L’objectif principal de l’AMIF est de renforcer et développer un système commun d’asile en Europe, et promouvoir l’intégration réussie des migrants légalement admis. Le fonds fournit des financements aux États membres pour des actions telles que l’accueil et l’intégration des demandeurs d’asile et des réfugiés, la gestion des flux migratoires, la protection des droits des migrants, la lutte contre la traite des êtres humains, la coopération entre les autorités compétentes, la sensibilisation du public et la formation des professionnels. (fse.be)
En Wallonie picarde, l’AMIF finance à hauteur de 756.119,70 € le dispositif d’alpha-FLE, pour un coût total de 1.008.159,61 €, sur la période du 1ᵉʳ janvier 2023 au 31 décembre 2025.
Précisons qu’au-delà de la volonté de l’UE d’intégrer la dimension de genre dans toutes ses politiques, un plan d’action sur la parité et l’autonomisation des femmes dans l’action extérieure 2021-2025 (GAP III) a été adopté en novembre 2020. Le GAP III encouragera une approche transformatrice et intersectionnelle et intégrera le genre dans toutes les politiques et actions. Il vise à s’attaquer aux causes structurelles de l’inégalité entre les sexes et de la discrimination fondée sur le sexe, notamment en engageant activement les hommes et les garçons à remettre en question les normes et les stéréotypes de genre. Enfin, pour ne laisser personne de côté, le plan d’actions cherche à s’attaquer à toutes les dimensions croisées de la discrimination, en accordant une attention particulière, par exemple aux femmes handicapées, aux femmes migrantes et à la discrimination fondée sur l’âge ou l’orientation sexuelle.

Lire et Écrire Wallonie picarde

Notre ASBL fait partie du réseau « Lire et Écrire » qui regroupe 11 ASBL en Belgique francophone.
Issue des mouvements ouvriers et reconnue comme Centre d’Insertion Socio-Professionnelle ainsi que Mouvement d’Éducation Permanente, notre association milite pour le droit à l’alphabétisation depuis 1985. Forts de 40 ans d’expérience, nous avons développé une expertise en matière de pédagogies émancipatrices et participatives pour adultes. Chaque année, nous accueillons plus de 300 personnes grâce à l’organisation de 55.000 heures de formation encadrées par des formateurs salariés ou volontaires. Parmi ces personnes : des demandeurs d’emploi, des travailleurs, des personnes en décrochage, des personnes belges, étrangères, …
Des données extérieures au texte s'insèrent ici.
PR #1836, opened 2018-04-21
Update cursor when workspace focus changes

emersion:
Not only this updates the cursor image, but this also (and more importantly) sends pointer enter/leave events.

### DIFF
--- a/sway/input/seat.c
+++ b/sway/input/seat.c
@@ -564,6 +564,12 @@ void seat_set_focus_warp(struct sway_seat *seat,
 		view_set_activated(view, false);
 	}
 
+	if (last_workspace && last_workspace != new_workspace) {
+		struct timespec now;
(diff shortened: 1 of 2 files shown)


sway/input/seat.c
```diff
@@ -564,6 +564,12 @@ void seat_set_focus_warp(struct sway_seat *seat,
 		view_set_activated(view, false);
 	}
 
+	if (last_workspace && last_workspace != new_workspace) {
+		struct timespec now;
+		clock_gettime(CLOCK_MONOTONIC, &now);
+		cursor_send_pointer_motion(seat->cursor, now.tv_nsec / 1000);
```
emersion: We do this in a lot of places. Maybe we should make zero a special value that gets the current time?

SirCmpwn: Neat idea, I like it

PR #1840, opened 2018-04-22
Fix swaybar axis event logic

### LINKED ISSUE #1807: Crash in swaybar
Random swaybar crash when scrolling on it. I wasn't performing any other action at the time.
It's happened a few times before, but I haven't been able to reliably reproduce it.
```
#0  0x00007f2514fc4860 in raise () at /usr/lib/libc.so.6
#1  0x0000559db5a0543f in _sway_assert (condition=false, format=0x559db5a06ed0 "[%s:%d] %s:axis with null workspace") at ../common/log.c:27
#2  0x0000559db59fe7ae in wl_pointer_axis (data=0x559db5c0b820 <swaybar>, wl_pointer=0x559db5c577b0, time=50423815, axis=0, value=-3840) at ../swaybar/bar.c:170
#3  0x00007f25128e61c8 in ffi_call_unix64 () at /usr/lib/libffi.so.6
#4  0x00007f25128e5c2a in ffi_call () at /usr/lib/libffi.so.6
#5  0x00007f25157e0bad in  () at /usr/lib/libwayland-client.so.0
#6  0x00007f25157dd679 in  () at /usr/lib/libwayland-client.so.0
#7  0x00007f25157de9b4 in wl_display_dispatch_queue_pending () at /usr/lib/libwayland-client.so.0
#8  0x0000559db59ff175 in display_in (fd=6, mask=1, _bar=0x559db5c0b820 <swaybar>) at ../swaybar/bar.c:406
#9  0x0000559db59ff99b in event_loop_poll () at ../swaybar/event_loop.c:122
#10 0x0000559db59ff2a1 in bar_run (bar=0x559db5c0b820 <swaybar>) at ../swaybar/bar.c:433
#11 0x0000559db5a01dbd in main (argc=3, argv=0x7ffecc2b1998) at ../swaybar/main.c:104
```
Workspaces:
```
Workspace 1 (off-screen)
  Output: DP-2
  Layout: splith

Workspace 3 (off-screen)
  Output: DP-2
  Layout: splith

Workspace 4 (off-screen)
  Output: DP-2
  Layout: splith

Workspace 5 (focused)
  Output: DP-2
  Layout: splith

Workspace 2
  Output: DVI-I-1
  Layout: splitv

Workspace 10 (off-screen)
  Output: DVI-I-1
  Layout: splitv
```
There are 2 instances of swaybar, one on DP-2 and one on DVI-I-1. The DVI-I-1 is the one that crashed, and I was on workspace 10 at the time.

Relevant parts of config:
```
output DP-2 resolution 2560x1440 position 0,96
output DVI-I-1 resolution 1920x1200 position 2560,0 transform 270

bar {
    output DVI-I-1
    position top
    status_command i3status
}
bar {
    status_command cat /dev/null
    output DP-2
}
```
Everything else is basically default. The 270 transform on the output may be relevant.

```
$2 = {link = {prev = 0x559db967af80, next = 0x559db5c66188}, num = 2, name = 0x559db9671a30 "2", focused = false, visible = false, urgent = false}
$4 = {link = {prev = 0x559db5c66188, next = 0x559db966f700}, num = 10, name = 0x559db9660f50 "10", focused = false, visible = true, urgent = false}
```
So apparently, it's possible to get into a state where no workspace is focused.

I'm not sure if it's related, but something I noticed was that very rarely, my mouse cursor would disappear for a frame as I was moving it along the bar. I was not taking it off the bar surface, but it looked the same as the cursor blip when moving between two surfaces.

ascent12:
Fixes #1807 

Uses 'visible' instead of 'focused', since we may scroll on a bar which
isn't the focused output.

We can't use "next_on_output" or "prev_on_output" to implement this,
because it only modify the focused output. So scrolling on an unfocused
output will affect the incorrect one.

We just use the "workspace name" command instead.

Test (requires multiple outputs):
- Set `focus_follows_mouse no` in sway config
- Focus a window on output A
- Scroll on the swaybar on output B

Notice no crash and the workspace change is on output B.

### DIFF
--- a/swaybar/bar.c
+++ b/swaybar/bar.c
@@ -156,31 +156,56 @@ static void wl_pointer_axis(void *data, struct wl_pointer *wl_pointer,
 	if (!sway_assert(output, "axis with no active output")) {
 		return;
 	}
+
 	double amt = wl_fixed_to_double(value);
-	if (!bar->config->wrap_scroll) {
-		int i = 0;
-		struct swaybar_workspace *ws = NULL;
-		wl_list_for_each(ws, &output->workspaces, link) {
-			if (ws->focused) {
-				break;
-			}
-			++i;
-		}
-		int len = wl_list_length(&output->workspaces);
-		if (!sway_assert(i != len, "axis with null workspace")) {
-			return;
-		}
-		if (i == 0 && amt > 0) {
-			return; // Do not wrap
-		}
-		if (i == len - 1 && amt < 0) {
-			return; // Do not wrap
-		}
+	if (amt == 0.0) {
+		return;
 	}
 
-	const char *workspace_name =
-		amt < 0 ?  "prev_on_output" : "next_on_output";
-	ipc_send_workspace_command(bar, workspace_name);
+	struct swaybar_workspace *first = NULL;
+	struct swaybar_workspace *active = NULL;
+	struct swaybar_workspace *last;
+
+	struct swaybar_workspace *iter;
+	wl_list_for_each(iter, &output->workspaces, link) {
+		if (!first) {
+			first = iter;
+		}
+
+		if (iter->visible) {
+			active = iter;
+		}
+
+		last = iter;
+	}
+
+	if (!sway_assert(active, "axis with null workspace")) {
+		return;
+	}
+
+	struct swaybar_workspace *new;
+
+	if (amt > 0.0) {
+		if (active == first) {
+			if (!bar->config->wrap_scroll) {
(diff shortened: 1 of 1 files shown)


SirCmpwn:
>since we may scroll on a bar which isn't the focused output.

How?

SirCmpwn:
>Set focus_follows_mouse no in sway config

Ah

SirCmpwn:
Thanks!

Issue #1828, opened 2018-04-19
Fullscreen improvements


RyanDwyer:
- [x] Containers need to be fullscreenable.
- [ ] Surfaces can request to be fullscreened on a specific output, which is currently ignored (#1813).
- [x] Moving a fullscreen view to another workspace unfullscreens it.
- [x] Unmanaged xwayland surfaces need to be rendered if the fullscreen view is xwayland (eg. Chromium context menu).

somdoron:
Also, when using xwayland app (chromium) in full screen context menu doesn't show up.

emersion:
Yeah, that's because unmanaged xwayland surfaces need to be rendered if the fullscreen view is xwayland.

somdoron:
@RyanDwyer I think it is worth adding that to the list.

atomnuker:
I think blanking background needs to be moved to wlroots, since with direct scanout you can't avoid doing it.

SirCmpwn:
I disagree. We're going to give the user the tools to deal with direct scan-out themselves.

emersion:
It's already in wlroots if you use `wlr_output_set_full screen_surface`. And yes, it should be there.

SirCmpwn:
For the record, I'm not happy with wlr_output_set_fullscreen_surface

emersion:
It seems you're not happy with direct scan-out too.

SirCmpwn:
ding ding ding

But fwiw I'm on board with making wlroots support it, but like everything else we need to do it in an unopinionated way.

emersion:
Agreed.

petabyteboy:
The wallpaper should still be rendered in fullscreen for transparent applications.

emersion:
>The wallpaper should still be rendered in fullscreen for transparent applications.

No. Won't work with direct scan-out.

atomnuker:
A setting was agreed on to toggle that.

atomnuker:
fullscreen flipping is still not synchronized (e.g. it can tear), right? This ought to be added.
Also fullscreen mode doesn't yet stop the frame callback for all invisible surfaces below.

emersion:
>fullscreen flipping is still not synchronized (e.g. it can tear), right?

No, it is synchronized, it can't tear.

>Also fullscreen mode doesn't yet stop the frame callback for all invisible surfaces below.

It should and used to, probably a bug.

RyanDwyer:
[...]

PR #1846, opened 2018-04-22
Render unmanaged xwayland views when an xwayland view is fullscreen

RyanDwyer:
This makes Chromium context menus appear when fullscreen.

Fixes an item on #1828.

Question: This will render all unmanaged xwayland views, even if it doesn't belong to the fullscreen view. Do I need to worry about this, and if so how do I filter them?

To test:

* Launch Chromium, fullscreen it, then right click on the page or open the context menu in the top right.

### DIFF
--- a/sway/desktop/output.c
+++ b/sway/desktop/output.c
@@ -282,6 +282,11 @@ static void render_output(struct sway_output *output, struct timespec *when,
 		wlr_renderer_clear(renderer, clear_color);
 		// TODO: handle views smaller than the output
 		render_container(output, workspace->sway_workspace->fullscreen->swayc);
+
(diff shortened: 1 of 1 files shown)


ascent12:
>Do I need to worry about this, and if so how do I filter them?

I think it's fine to just leave it. I don't even think X11 gives enough information to make this possible.

emersion:
>Do I need to worry about this, and if so how do I filter them?

Some clients set the parent of their popups correctly (like Firefox), and some others don't (like Chromium). We basically have no way to know if a client will do the right thing™, so we have no choice but to render all unmanaged xwayland surfaces.

PR #1850, opened 2018-04-23
[WIP] remove output pos <X,Y> syntax

### LINKED ISSUE #1822: Remove or replace output pos <X,Y>
The new syntax for output <X,Y> is not working.
e.g., "swaymsg output eDP-1 pos 0,1200 res 1920x1200" GIves the following error:
Error: Missing position argument (y).

While it works in the legacy mode
swaymsg output eDP-1 pos 0 1200 res 1920x1200

nearffxx:
Deprecate "output <X,Y>" in faviour or the legacy  "output \<X\> \<Y\>".

Fixes #1822

### DIFF
--- a/sway/commands/output.c
+++ b/sway/commands/output.c
@@ -73,29 +73,15 @@ static struct cmd_results *cmd_output_position(struct output_config *output,
 
 	char *end;
 	output->x = strtol(argv[*i], &end, 10);
+	// Format is 1234 4321
+	if (++*i >= argc) {
+		return cmd_results_new(CMD_INVALID, "output",
+			"Missing position argument (y).");
+	}
+	output->y = strtol(argv[*i], &end, 10);
 	if (*end) {
-		// Format is 1234,4321
-		if (*end != ',') {
-			return cmd_results_new(CMD_INVALID, "output",
-				"Invalid position x.");
-		}
-		++end;
-		output->y = strtol(end, &end, 10);
-		if (*end) {
-			return cmd_results_new(CMD_INVALID, "output",
-				"Invalid position y.");
-		}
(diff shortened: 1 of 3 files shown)


sway/commands/output.c
```diff
@@ -73,29 +73,15 @@ static struct cmd_results *cmd_output_position(struct output_config *output,
 
 	char *end;
 	output->x = strtol(argv[*i], &end, 10);
+	// Format is 1234 4321
```
emersion: Should error out if `*end`

RyanDwyer:
This will break people's configs who use commas. From what I understand, the issue is that when running it via swaymsg (IPC), some higher level code splits the swaymsg arguments on the comma and runs them as individual commands. This causes an incomplete command to be passed.

I think the best approach is to change the IPC argument parsing code so that it that avoids splitting on a comma if the comma is followed by numbers (more specifically, zero or more spaces then at least one number).

An alternative approach is to allow the comma syntax in the output command, but detect if the y value is missing and if the message was given via IPC, and if so show an error instructing the user to use spaces instead. This is kind of dodgy, because it'll still try to split on the comma and run the post-comma part as its own command which is invalid.

BTW, I have no authority here. I just wanted to throw my ideas out there.

thejan2009:
Change this too: https://github.com/SirCmpwn/sway/blob/master/swaymsg/main.c#L134

RyanDwyer:
I have discovered you can use quotes to prevent splitting on the comma. However, Bash will swallow the quotes and not pass them to swaymsg so you have to escape them.

    $ swaymsg output FOO-1 pos \'100,100\'

PR #3078, opened 2018-11-05
Fix the double execution of exec_always commands on config reloads

Emantor:
While at it, fix the reload message.

### DIFF
--- a/sway/config.c
+++ b/sway/config.c
@@ -389,7 +389,8 @@ bool load_main_config(const char *file, bool is_active, bool validating) {
 	config_defaults(config);
 	config->validating = validating;
 	if (is_active) {
-		wlr_log(WLR_DEBUG, "Performing configuration file reload");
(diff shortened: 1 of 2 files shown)


sway/config.c
```diff
@@ -389,7 +389,7 @@ bool load_main_config(const char *file, bool is_active, bool validating) {
 	config_defaults(config);
 	config->validating = validating;
 	if (is_active) {
-		wlr_log(WLR_DEBUG, "Performing configuration file reload");
+		wlr_log(WLR_DEBUG, "Performing configuration file reload or validation");
```
emersion: Can you use `validating` to display a more precise debug message?

Emantor: Done.

Emantor:
Now the message should be correct :+1:

emersion:
Thanks!

Issue #3025, opened 2018-10-29
Window focus does not update when switching between workspaces.


c-edw:
When switching between workspaces, the window that the cursor is hovering over is not always focused. See below for example.

![out](https://user-images.githubusercontent.com/38229097/47686419-f7189a80-dbd2-11e8-878b-612088cc4d9a.png)

Version:
```
sway version 1.0-beta.1-108-gb90af335 (Oct 29 2018, branch 'master')
```

Steps to produce:
1. Start Sway
2. Move to workspace 1
3. Open two terminals 
4. Focus the left terminal by hovering over it with your cursor
5. Move to workspace 2
5. Open two terminals
6. Focus the right terminal by hovering over it with your cursor. Keep your cursor in that position.
7. Move back to workspace 1
8. Observe that the left terminal remains focused in workspace 1 despite the cursor hovering over the right terminal.

RyanDwyer:
This is intended. See #2815.

SirCmpwn:
This is deliberate, and yes, it comes from i3. I prefer this workflow.

c-edw:
If it's been brought it from compatibility then I can't really argue, but this has an impact on a mouse-based workflow. I've found myself having to flick my cursor over swaybar several times to refocus a window, because I don't use $mod+[arrow keys]. I would like to propose that the window will be focused upon *moving* the cursor, which should preserve both keyboard and mouse based workflows.

SirCmpwn:
Sway isn't designed for a mouse-based workflow :wink: 

I would accept a patch which extends `focus_follows_mouse` with such an option, though.

c-edw:
Something like `focus_follows_mouse always`? Could I have some guidance on where to look to implement this please?

SirCmpwn:
Yeah, something like that. Just grep for focus_follows_mouse to find the places where it's already in use.

PR #3081, opened 2018-11-06
Add focus_follows_mouse always.

c-edw:
I suggested a feature in #3025 where the focus will always follow the mouse. This can be used by specifying `focus_follows_mouse always` in the config file.

### DIFF
--- a/sway/input/cursor.c
+++ b/sway/input/cursor.c
@@ -637,7 +637,8 @@ void cursor_send_pointer_motion(struct sway_cursor *cursor,
 	cursor->previous.y = cursor->cursor->y;
 	cursor->previous.node = node;
 
-	if (node && config->focus_follows_mouse) {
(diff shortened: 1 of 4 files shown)


sway/input/cursor.c
```diff
@@ -637,7 +637,8 @@ void cursor_send_pointer_motion(struct sway_cursor *cursor,
 	cursor->previous.y = cursor->cursor->y;
 	cursor->previous.node = node;
 
-	if (node && config->focus_follows_mouse) {
+	if (node && (config->focus_follows_mouse == FOLLOWS_YES ||
+		config->focus_follows_mouse == FOLLOWS_ALWAYS)) {
```
emersion: Style: please add one more indentation level to this line, so we can easily tell it's the condition and not the body.

emersion:
Thanks!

Nos formations sont conçues non seulement pour former aux compétences de base (lecture, écriture, mathématiques, français oral), mais aussi pour favoriser l’autonomie, la compréhension critique du monde, et une participation active et solidaire à la société. Nous visons à transformer les rapports sociaux, économiques, politiques et culturels en agissant en faveur d’une émancipation individuelle et collective des personnes en vue de construire une société plus juste, plus démocratique et plus solidaire.
Outre l’alphabétisation, notre ASBL propose des sensibilisations, un accompagnement méthodologique, la formation de professionnels à la prise en compte des personnes illettrées et la diffusion d’outils. Membre du Conseil de développement Wapi2040, nous travaillons également avec plus d’une centaine de partenaires en Wallonie picarde afin de défendre et valoriser les droits des personnes en situation d’illettrisme ou d’analphabétisme.